**What you should do:** The lines to repeat are those below from the one containing "- Match either of these two events." down to the one containing "- Match either of these two events, as", both included; reproduce them exactly and nothing else.

Saved entries:
PR #97, opened 2023-09-22
Graceful shutdown

9999years:
This PR switches `ghcid-ng` from the `watchexec` crate to using the `notify` crate directly. (This is what `watchexec` uses under the hood.) `watchexec` is very nice, but it's largely designed around the needs of the `watchexec(1)` binary (namely running commands when files change). Using `notify` makes the code much nicer.

One of the things that `watchexec` provides that `notify` doesn't is shutting down when Ctrl-C is pressed. Most of the rest of the changes are about implementing this graceful shutdown procedure.

See [the “Graceful Shutdown” section in the Tokio book](https://tokio.rs/tokio/topics/shutdown) for more details.

Originally I implemented this with [the `tokio-graceful-shutdown` crate](https://docs.rs/tokio-graceful-shutdown/latest/tokio_graceful_shutdown/), but it turned out to be missing some features I wanted. (In particular, performing a graceful shutdown when Ctrl-C is pressed and then performing a hard shutdown if Ctrl-C is pressed again.) Fortunately, implementing the subset of features we need wasn't too hard.

PR #118, opened 2023-10-02
Add matcher combinators

9999years:
These matcher combinators will let us express more complex logging concepts, like:
- Match these two events in any order.
- Match either of these two events.
- Match either of these two events, as long as this other event doesn't match first.

There's also a system of checkpoints where log events are read into the default checkpoint. At any time, you can create another checkpoint with `GhciWatch::checkpoint`. Then, log events will be read into the new checkpoint. Later, you can assert that messages were logged in a particular checkpoint or range of checkpoints.

### DIFF
--- a/test-harness/src/checkpoint.rs
+++ b/test-harness/src/checkpoint.rs
@@ -1,0 +1,104 @@
+use std::fmt::Debug;
+use std::fmt::Display;
+use std::ops::Range;
+use std::ops::RangeFrom;
+use std::ops::RangeFull;
+use std::ops::RangeInclusive;
+use std::ops::RangeTo;
+use std::ops::RangeToInclusive;
+use std::slice::SliceIndex;
+
+use crate::Event;
+
+/// A checkpoint in a `ghciwatch` run.
+///
+/// [`crate::GhciWatch`] provides methods for asserting that events are logged, or waiting for
+/// events to be logged in the future.
+///
+/// To avoid searching thousands of log events for each assertion, and to provide greater
+/// granularity for assertions, you can additionally assert that events are logged between
+/// particular checkpoints.
+///
+/// Checkpoints can be constructed with [`crate::GhciWatch::first_checkpoint`],
+/// [`crate::GhciWatch::current_checkpoint`], and [`crate::GhciWatch::checkpoint`].
+#[derive(Debug, Clone, Copy)]
+pub struct Checkpoint(pub(crate) usize);
+
+impl Checkpoint {
+    /// Convert this checkpoint into an index.
+    pub fn into_index(self) -> usize {
+        self.0
+    }
+}
+
+impl Display for Checkpoint {
+    fn fmt(&self, f: &mut std::fmt::Formatter<'_>) -> std::fmt::Result {
+        write!(f, "{}", self.0)
+    }
+}
+
+/// A type that can be used to index a set of checkpoints.
+pub trait CheckpointIndex: Clone {
+    /// The resulting index type.
+    type Index: SliceIndex<[Vec<Event>], Output = [Vec<Event>]> + Debug;
+
+    /// Convert the value into an index.
+    fn into_index(self) -> Self::Index;
+}
+
+impl CheckpointIndex for Checkpoint {
+    type Index = RangeInclusive<usize>;
+
+    fn into_index(self) -> Self::Index {
+        let index = self.into_index();
+        index..=index
+    }
+}
+
+impl CheckpointIndex for Range<Checkpoint> {
+    type Index = Range<usize>;
+
+    fn into_index(self) -> Self::Index {
+        self.start.into_index()..self.end.into_index()
+    }
+}
+
+impl CheckpointIndex for RangeFrom<Checkpoint> {
+    type Index = RangeFrom<usize>;
+
+    fn into_index(self) -> Self::Index {
+        self.start.into_index()..
+    }
+}
+
+impl CheckpointIndex for RangeFull {
+    type Index = RangeFull;
+
+    fn into_index(self) -> Self::Index {
+        self
+    }
+}
+
+impl CheckpointIndex for RangeInclusive<Checkpoint> {
+    type Index = RangeInclusive<usize>;
+
+    fn into_index(self) -> Self::Index {
+        self.start().into_index()..=self.end().into_index()
+    }
+}
+
+impl CheckpointIndex for RangeTo<Checkpoint> {
+    type Index = RangeTo<usize>;
+
+    fn into_index(self) -> Self::Index {
+        ..self.end.into_index()
+    }
+}
+
+impl CheckpointIndex for RangeToInclusive<Checkpoint> {
+    type Index = RangeToInclusive<usize>;
+
+    fn into_index(self) -> Self::Index {
+        ..=self.end.into_index()
+    }
+}
--- a/test-harness/src/checkpoint.rs
+++ b/test-harness/src/checkpoint.rs
@@ -25,8 +25,8 @@ use crate::Event;
 pub struct Checkpoint(pub(crate) usize);
 
 impl Checkpoint {
-    /// Convert this checkpoint into an index.
-    pub fn into_index(self) -> usize {
+    /// Get the underlying `usize` from this checkpoint.
+    pub fn into_inner(self) -> usize {
         self.0
     }
 }
@@ -50,7 +50,7 @@ impl CheckpointIndex for Checkpoint {
     type Index = RangeInclusive<usize>;
 
     fn into_index(self) -> Self::Index {
-        let index = self.into_index();
+        let index = self.into_inner();
         index..=index
     }
 }
@@ -59,7 +59,7 @@ impl CheckpointIndex for Range<Checkpoint> {
     type Index = Range<usize>;
 
     fn into_index(self) -> Self::Index {
-        self.start.into_index()..self.end.into_index()
+        self.start.into_inner()..self.end.into_inner()
     }
 }
 
@@ -67,7 +67,7 @@ impl CheckpointIndex for RangeFrom<Checkpoint> {
     type Index = RangeFrom<usize>;
 
     fn into_index(self) -> Self::Index {
-        self.start.into_index()..
+        self.start.into_inner()..
     }
 }
 
@@ -83,7 +83,7 @@ impl CheckpointIndex for RangeInclusive<Checkpoint> {
     type Index = RangeInclusive<usize>;
 
     fn into_index(self) -> Self::Index {
-        self.start().into_index()..=self.end().into_index()
+        self.start().into_inner()..=self.end().into_inner()
     }
 }
 
@@ -91,7 +91,7 @@ impl CheckpointIndex for RangeTo<Checkpoint> {
     type Index = RangeTo<usize>;
 
     fn into_index(self) -> Self::Index {
-        ..self.end.into_index()
+        ..self.end.into_inner()
     }
 }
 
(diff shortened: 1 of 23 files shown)


9999years:
* main
  * **PR #118** <a href="https://app.graphite.dev/github/pr/MercuryTechnologies/ghcid-ng/118" target="_blank">Graphite</a>  👈
    * **PR #97** <a href="https://app.graphite.dev/github/pr/MercuryTechnologies/ghcid-ng/97" target="_blank">Graphite</a> 

This comment was auto-generated by [Graphite](https://app.graphite.dev/github/pr/MercuryTechnologies/ghcid-ng/118?utm_source=stack-comment).

test-harness/src/checkpoint.rs
```diff
@@ -0,0 +1,104 @@
...
+/// particular checkpoints.
+///
+/// Checkpoints can be constructed with [`crate::GhcidNg::first_checkpoint`],
+/// [`crate::GhcidNg::current_checkpoint`], and [`crate::GhcidNg::checkpoint`].
+#[derive(Debug, Clone, Copy)]
+pub struct Checkpoint(pub(crate) usize);
+
+impl Checkpoint {
+    /// Convert this checkpoint into an index.
+    pub fn into_index(self) -> usize {
```
Gabriella439, line 29: It confused me quite a bit that this `into_index` method on `Checkpoint` had the same name as the `into_index` method on `CheckpointIndex`.  Maybe give this method a different name or just access the `.usize` field directly instead of using this method since that field is already crate-visible

test-harness/src/checkpoint.rs
```diff
@@ -0,0 +1,104 @@
...
+/// events to be logged in the future.
+///
+/// To avoid searching thousands of log events for each assertion, and to provide greater
+/// granularity for assertions, you can additionally assert that events are logged between
+/// particular checkpoints.
+///
+/// Checkpoints can be constructed with [`crate::GhcidNg::first_checkpoint`],
+/// [`crate::GhcidNg::current_checkpoint`], and [`crate::GhcidNg::checkpoint`].
+#[derive(Debug, Clone, Copy)]
+pub struct Checkpoint(pub(crate) usize);
```
Gabriella439, line 25: I personally feel like this `Checkpoint` "newtype" doesn't buy you much over just using `usize` directly and the `Checkpoint` type adds a lot of complexity here.  Most of the `CheckpointIndex` `impl`s don't really do anything other than `coerce` `Checkpoint` to `usize`

9999years: It's a bounds-checked index, so it's guaranteed to be safe to use. If we used a `usize` the user could pass in garbage and cause the test to panic. Probably not that bad, but we _do_ get a safety guarantee out of this.

9999years: Oh, actually, the thing it does give us is a `SliceIndex` implementation with slice output for single checkpoints. This lets us treat single checkpoints like `1` and ranges like `1..3` or `2..` the same. The standard `SliceIndex` implementations instead return a `T` for a `usize` and a `[T]` for ranges of `usize`.

So we'd need to keep the `CheckpointIndex` trait around, even if it was just implemented for `usize` and ranges of `usize`.

test-harness/src/ghciwatch.rs
```diff
@@ -190,35 +232,109 @@ impl GhciWatch {
...
-                            return Ok(event);
-                        } else if let Some(negative_matcher) = &negative_matcher {
-                            if negative_matcher.matches(&event) {
-                                return Err(miette!("Found a log event matching {negative_matcher}"));
-                            }
-                        }
-                    }
+                let event = self.read_event().await?;
+                if matcher.matches(event)? {
+                    return Ok(event.clone());
```
evanrelf, line 337: (struggled to select the exact region I want in GitHub, sorry)

This block reads really strangely to me. I don't think the `Ok(Ok(event))` or `Ok(Err(err))` match arms are reachable. You'll either `return` early from the whole function, or you'll get `Err(_)` from the timeout. Otherwise you're just looping infinitely.

I would either:

1. Change the current `match the_block` to `if the_block.is_err()`
2. `break` from the loop with the matching event value instead of `return`ing from the function

I don't think your current code is incorrect, it's just weird lol.

test-harness/src/ghciwatch.rs
```diff
@@ -227,97 +343,108 @@ impl GhciWatch {
...
 
     /// Wait until `ghciwatch` adds new modules to the `ghci` session.
     pub async fn wait_until_add(&mut self) -> miette::Result<()> {
         // TODO: It would be nice to verify which modules are being added.
-        self.assert_logged("^Adding modules to ghci:\n")
-            .await
-            .map(|_| ())
+        self.wait_for_log(BaseMatcher::ghci_add()).await?;
+        Ok(())
     }
```
evanrelf, line 441: Looks like you have two styles here, and you're almost consistent, but not 100%

1. `foo.await.map(|_| ())`
2. `foo.await?; Ok(())`

test-harness/src/matcher/and_matcher.rs
```diff
@@ -0,0 +1,72 @@
...
+            }],
+        };
+
+        assert!(!matcher.matches(&event).unwrap());
+        assert!(matcher
+            .matches(&Event {
+                message: "doggy".to_owned(),
+                ..event
+            })
+            .unwrap());
```
evanrelf, line 70: Feels strange to me that `matches` is mutating the matcher. I feel like consuming events and mutating state should be separate from checking whether the matcher is satisfied yet.

Something like this (dumb names aside):

```rust
matcher.consume(&event).unwrap();
assert!(!matcher.is_satisfied());

matcher.consume(&Event { message: "doggy".to_owned(), ..event }).unwrap();
assert!(matcher.is_satisfied());
```

Where `consume` takes a `&mut self` and `is_satisfied` takes a `&self`.

test-harness/src/matcher/option_matcher.rs
```diff
@@ -0,0 +1,118 @@
...
+
+use crate::IntoMatcher;
+use crate::Matcher;
+
+use super::NeverMatcher;
+
+/// A matcher which may or may not contain a matcher.
+///
+/// If it does not contain a matcher, it never matches.
+pub struct OptionMatcher<M>(Option<M>);
```
evanrelf, line 11: Could you instead `impl<M: Matcher> Matcher for Option<M>` or something like that?

evanrelf (approved):
Left some thoughts, but nothing sticks out as incorrect or anything, so not blocking a merge.

test-harness/src/ghciwatch.rs
9999years: Oh, this is a horrible quirk of Rust's `async`/`await` compiling down into state machines: an `async` block like the one used here is like a separate function, so the `return` on line 337 only returns from the `async` block passed to `tokio::time::timeout`.

- The `Ok(Ok(event))` branch is reached from the `async` block return on line 337.
- The `Ok(Err(_))` branch is reached from the try (`?`) expressions on lines 335-336.
- The `Err(_)` branch is reached if the timeout expires.

test-harness/src/ghciwatch.rs
9999years: Nice catch

test-harness/src/ghciwatch.rs
evanrelf: Ah, that makes sense! I knew about the async/await state machine stuff, but I didn't realize `return` was "scoped" to an `async` block. TIL.

test-harness/src/matcher/and_matcher.rs
9999years: Hm. My thought process is that the only thing that can update whether the matcher is satisfied is feeding it an event. Splitting it up like this would also mean storing some extra state, like `FusedMatcher` does.

This is a parallel to the [`Iterator::next`](https://doc.rust-lang.org/stable/std/iter/trait.Iterator.html#tymethod.next) method:

> Returns [`None`](https://doc.rust-lang.org/stable/std/option/enum.Option.html#variant.None) when iteration is finished. Individual iterator implementations may choose to resume iteration, and so calling `next()` again may or may not eventually start returning [`Some(Item)`](https://doc.rust-lang.org/stable/std/option/enum.Option.html#variant.Some) again at some point.

To compensate for this, there's a [`FusedIterator`](https://doc.rust-lang.org/stable/std/iter/trait.FusedIterator.html) trait:

> An iterator that always continues to yield None when exhausted.
>
> Calling `next` on a fused iterator that has returned `None` once is guaranteed to return [`None`](https://doc.rust-lang.org/stable/std/option/enum.Option.html#variant.None) again. This trait should be implemented by all iterators that behave this way because it allows optimizing [`Iterator::fuse()`](https://doc.rust-lang.org/stable/std/iter/trait.Iterator.html#method.fuse).

test-harness/src/matcher/option_matcher.rs
9999years: Not without writing my own `Display` replacement/wrapper trait at least:

```
error[E0277]: `std::option::Option<M>` doesn't implement `std::fmt::Display`
  --> test-harness/src/matcher/option_matcher.rs:13:30
   |
13 | impl<M: Matcher> Matcher for Option<M> {}
   |                              ^^^^^^^^^ `std::option::Option<M>` cannot be formatted with the default formatter
   |
   = help: the trait `std::fmt::Display` is not implemented for `std::option::Option<M>`
   = note: in format strings you may be able to use `{:?}` (or {:#?} for pretty-print) instead
note: required by a bound in `Matcher`
  --> test-harness/src/matcher/mod.rs:30:20
   |
30 | pub trait Matcher: Display {
   |                    ^^^^^^^ required by this bound in `Matcher`
```

test-harness/src/ghciwatch.rs
9999years: It's kind of evil because `async` is the only block scoped this way. There's been [a proposal for `try {}` blocks that behave similarly](https://doc.rust-lang.org/beta/unstable-book/language-features/try-blocks.html) since at least 2016 but there's some issues with type inference that have kept it from getting merged.

test-harness/src/matcher/and_matcher.rs
9999years: > I'm struggling to see the connection to Rust's iterators here (mayyybe it feels kinda like a peekable iterator?)

You're correct, [`Peekable`](https://doc.rust-lang.org/stable/std/iter/struct.Peekable.html) is similar, except instead of storing if the iterator has ever returned `None`, it stores the iterator's next item. 

For some `Matcher`s (like the `BaseMatcher`), the matching is stateless and pure; if we wanted to have separate `consume` and `is_satisfied` methods, `BaseMatcher` would need to store an `is_satisfied: boolean` field to remember if it has already matched. `FusedMatcher` behaves like this, storing an extra `matched: boolean` field and returning `Ok(true)` from `Matcher::matches` unconditionally if `matched` is `true`.

Similarly, `Iterator`'s `next()` method mutates the iterator's state to (possibly) provide a next element. Because `Iterator` doesn't have an `is_finished` method, returning `None` from `next()` once doesn't mean it will never return `Some` again (e.g. for an `Iterator` reading lines from a file, while some other process writes data to the file). So `std` provides a `FusedIterator` that stores an extra bit of data: has the underlying iterator returned `None` yet? If it has, `Iterator::next` always returns `None`, and otherwise it calls the underlying method.

It's the same principle, adding an extra bit of state to make another guarantee on the API.

9999years: The underlying reason for `Peekable` is the same, too -- sometimes it's easy to check if there's a next element in advance, sometimes it's not, but it's always easy to take an unpeekable iterator, call `next` on it, and memoize the return value.

evanrelf: Ah okay, I see how it's similar to `Iterator` now, thanks for explaining.

evanrelf (approved):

**Output for this task:**
- Match either of these two events.
- Match either of these two events, as long as this other event doesn't match first.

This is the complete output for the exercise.